= Gaetano Milanesi =

Italian scholar and writer on the history of art

Gaetano Milanesi (9 September 1813 – 11 March 1895) was an Italian scholar and writer on the history of art.

==Biography==
Milanesi was born at Siena. He trained as a lawyer, but his studies in literature and history led him to spend a great deal of his time in the Biblioteca Comunale at Siena, where he obtained an appointment in 1838. There he became extraordinarily proficient in deciphering early Italian handwriting. He concentrated on documents relating to the history of art and began transcribing those he was to publish throughout his life.

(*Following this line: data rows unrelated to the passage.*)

PR #285, opened 2026-08-15
Canonical free_temps: sketch interface and consumers

pgiarrusso-sl:
Not connected to anything, but sketched by Claude — initially without access to a build test.

### DIFF
--- a/rocq-skylabs-brick/theories/lang/cpp/logic/free_temps_destroy_alt.v
+++ b/rocq-skylabs-brick/theories/lang/cpp/logic/free_temps_destroy_alt.v
@@ -261,26 +261,11 @@ Section interp_nf.
     Proper (pointwise_relation _ (⊣⊢) ==> pointwise_relation _ (⊣⊢) ==> eq ==> (⊣⊢)) bi_par.
   Proof. solve_proper. Qed.
 
-  Lemma bi_par_comm_1 (K1 K2 K3 : mpred -> mpred) (Q : mpred) :
-    bi_par K1 (bi_par K2 K3) Q |-- bi_par K2 (bi_par K1 K3) Q.
+  Lemma bi_par_comm F G Q : bi_par F G Q ⊣⊢ bi_par G F Q.
   Proof.
-    rewrite /bi_par.
-    iIntros ">(%Q1 & %Q2 & K1 & >(%Q0 & %Q3 & K2 & K3 & W1) & W2) !>".
-    iExists Q0; iFrame "K2".
-    iExists (Q1 ** Q3).
-    iSplitR "W1 W2". {
-      iIntros "!>".
-      iExists Q1, Q3; iFrame. by iIntros; iFrame.
-    }
-    iIntros "(? & Q1 & ?)".
-    iApply ("W2" with "[>- $Q1]").
-    iApply "W1"; iFrame.
-  Qed.
-
-  Lemma bi_par_comm (K1 K2 K3 : mpred -> mpred) (Q : mpred) :
-    bi_par K1 (bi_par K2 K3) Q -|- bi_par K2 (bi_par K1 K3) Q.
-  Proof.
-    iSplit; iApply bi_par_comm_1.
+    rewrite /bi_par; iSplit; iIntros ">(%Qx & %Qy & HF & HG & Hw) !>";
+      iExists Qy, Qx; iFrame "HF HG"; iIntros "[H1 H2]";
+      by iApply ("Hw" with "[$]").
   Qed.
 
   Lemma bi_par_assoc K1 K2 K3 Q :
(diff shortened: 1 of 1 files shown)


rocq-skylabs-brick/theories/lang/cpp/logic/free_temps_destroy_alt.v
```diff
@@ -0,0 +1,727 @@
+(*
+ * Copyright (c) 2026 SkyLabs AI, Inc.
+ * This software is distributed under the terms of the BedRock Open-Source License.
+ * See the LICENSE-BedRock file in the repository root for details.
+ *)
+
+(** * Alternative [FreeTemps] / [interp]: abstract type, propositional laws.
+
+    SKETCH. Never compiled. All proofs are [Admitted] with candidate scripts
```
pgiarrusso-sl, line 9: Now this builds fine.

rocq-skylabs-brick/theories/lang/cpp/logic/free_temps_destroy_alt.v
```diff
@@ -0,0 +1,727 @@
...
+
+
+(** ** The semantic eliminator *)
+Implicit Types (tu : translation_unit).
+
+Section interp_nf.
+  Context `{Σ : cpp_logic} {σ : genv}.
+  Implicit Types (Q : epred).
+
+  Definition bi_par K1 K2 Q : mpred :=
```
pgiarrusso-sl, line 256: TODO lift.

rocq-skylabs-brick/theories/lang/cpp/logic/free_temps_destroy_alt.v
```diff
@@ -0,0 +1,727 @@
...
+Notation interp_pars tu xs :=
+  (interp_nf tu (nf_par xs)).
+
+
+(** ** [Shift] *)
+
+Section shift.
+  Context `{Σ : cpp_logic}.
+
+  Definition Shift (F : epred -> mpred) : Prop :=
```
pgiarrusso-sl, line 361: TODO lift, probably as typeclasses.

rocq-skylabs-brick/theories/lang/cpp/logic/free_temps_destroy_alt.v
```diff
@@ -0,0 +1,727 @@
...
+
+      There is no obligation from the law itself. The obligation is
+      [interp_par_eq] instantiated at [f := FreeTemps.id], where the LHS
+      collapses to [interp tu g Q].  Both directions go through with NO
+      affinity assumption: the [⊢] direction picks [Qi := emp] and
+      PRODUCES [emp] rather than discarding a resource. *)
+  Lemma par_id_obligation g Q :
+    interp tu g Q ⊣⊢
+      bi_par (fupd top top) (interp tu g) Q.
+  Proof. by rewrite /interp -{1}bi_par_fupd_interp_nf. Qed.
```
pgiarrusso-sl, line 512: Drop, probably, this is just a sanity check exercise.

rocq-skylabs-brick/theories/lang/cpp/logic/free_temps_destroy_alt.v
```diff
@@ -0,0 +1,727 @@
...
+    (Q -* Q') |-- interp tu f Q -* interp tu f Q'.
+  Proof. apply interp_nf_frame. Qed.
+
+  Lemma interp_shift f Q :
+    (|={top}=> interp tu f (|={top}=> Q)) |-- interp tu f Q.
+  Proof. apply interp_nf_shift. Qed.
+End interp_equations.
+
+
+(** ** The automation eliminator
```
pgiarrusso-sl, line 624: Does not belong here.

rocq-skylabs-brick/theories/lang/cpp/logic/free_temps_destroy_alt.v
```diff
@@ -0,0 +1,727 @@
...
+      [Proper] and nothing needs to carry a canonicity proof. *)
+  #[global] Declare Instance seq_assoc : Assoc   (=) seq.
+  #[global] Declare Instance seq_id_l  : LeftId  (=) id seq.
+  #[global] Declare Instance seq_id_r  : RightId (=) id seq.
+  #[global] Declare Instance par_assoc : Assoc   (=) par.
+  #[global] Declare Instance par_comm  : Comm    (=) par.
+  #[global] Declare Instance par_id_l  : LeftId  (=) id par.
+
+  Axiom delete_ref : forall ty p, delete (Tref ty) p = delete (Trv_ref ty) p.
+End FREE_TEMPS.
```
pgiarrusso-sl, line 92: Open question — how do we implement this?

Janno: [Rewrite rules](https://rocq-prover.org/doc/V9.2.0/refman/addendum/rewrite-rules.html). They are pretty much made for stuff like this

pgiarrusso-sl: Rewrite rules can cause anomalies, I am not sure think we should enable them anywhere. They're the only way to add _definitional_ equalities, but I don't think we need that here.

I'd rather use one of the known implementation techniques for quotients in Rocq, like for pointers, but I don't think that should block the merging.

# More on rewrite rules

From your link:

> Rewrite rules are highly experimental.

> In particular, ill-typed rewrite rules will lead to mistyped expressions, and manipulating these will most often result in inconsistencies and anomalies.

AFAICT, nowadays they're most useful to type theorists prototyping new type theories who plan to prove on papers the rules are reasonable, but want to extend definitional equality without writing their own theorem prover.

Janno: Oh, I think I misunderstood your question. I assumed getting a model that would give us definitional equality here would be either impossible or infeasible. That's why I suggested rewrite rules. I agree that they should be the absolute last resort and they definitely have a bunch of problems.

In 1845 Milanesi founded the Società di Amatori delle Belle Arti with his brother Carlo Milanesi (1816–67), the Dominican father Vincenzo Marchese and Carlo Pini. Their new edition of Giorgio Vasari’s Vite dei pittori appeared between 1846 and 1870 and immediately transformed the study of the Italian Renaissance from being largely speculative to being rooted in solid foundations of documented fact. The principles of the edition arose partly from the abundance of documentation that Milanesi possessed and partly from the conviction that Vasari, however entertaining and illuminating, was fundamentally unreliable as an historian. Milanesi’s faith in 19th-century empiricism may occasionally have caused Vasari’s text to become secondary to the commentary, but the result was a documentary history of Italian art in the Renaissance of unique importance.

The first of Milanesi’s collections of transcribed documents appeared in 1854 as Documenti per la storia dell’arte senese and comprised more than 700 documents drawn particularly from the Archivio dell’Opera del Duomo at Orvieto. Further collections followed, all relating to the art of Siena and Florence, and providing the basis for all subsequent work on the Tuscan Renaissance.

Milanesi’s public career, however, was modest. He moved from Siena to Florence in 1856 to be ‘accademico residente’ in the Accademia della Crusca, in which capacity he took part in the compilation of its famous but still unfinished dictionary. Two years later was appointed Deputy Director of the Archivio di Stato in Florence, where he collected a vast body of material on the history of Italian art, not all of which is yet published. His edition of Michelangelo’s letters, published in 1875 on the quatercentenary of the artist’s birth, is particularly notable. He continued collecting documents and revising his earlier work, and a new edition of Vasari was published between 1878 and 1885. It differed in method rather than in scope from the first, and included all Vasari’s writings, corrected numerous errors, doubled the critical apparatus and incorporated many more genealogical trees. In 1883 Milanesi became Arciconsolo of the Accademia della Crusca and he ended his career as Soprintendente degli Archivi Toscani (1889–91). He retired in 1892, and died three years later.

== Works ==
Milanesi is a seminal figure in Italian Renaissance studies. His generosity towards other scholars was exemplary. His astonishing capacity for work and his meticulous attention to detail enabled him to lay the foundation of modern Italian art history.

His most important publication is his edition of Vasari's works in nine volumes, with copious and valuable notes (Florence, 1878–1885). Of his other writings the following may be mentioned:
- Il diario inedito di Alessandro Sozzini (in the Archivio storico Italiano, 1842)
- Documenti per la storia dell' arte senese, 3 vols. (Siena, 1854-1856)
- Discorsi sulla storia civile et artistica di Siena (Siena, 1862)
He also edited a number of Italian classics.